[MATERIAL SUPPLIED]

PR #138, opened 2019-10-24
controller: Adds support for Tolerations

### LINKED ISSUE #136: Tolerations Support
It would be very interesting to be able to support tolerations in order to schedule cassandra workloads only on some dedicated nodes (in combination with nodeselector).

What would be required to do so?

kri5:
This allows to adds tolerations to the pod template
of the statefulset created by the operator.
It is necessary if you want to allow scheduling thoses pods
on tainted nodes.

Fixes #136

### DIFF
--- a/pkg/controller/cassandracluster/generator.go
+++ b/pkg/controller/cassandracluster/generator.go
@@ -250,8 +250,10 @@ func generateCassandraStatefulSet(cc *api.CassandraCluster, status *api.Cassandr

[PROBLEM]
Read the listing line by line, and copy each line in which the word "generator" is found.

[EXERCISE OUTPUT]
--- a/pkg/controller/cassandracluster/generator.go
+++ b/pkg/controller/cassandracluster/generator.go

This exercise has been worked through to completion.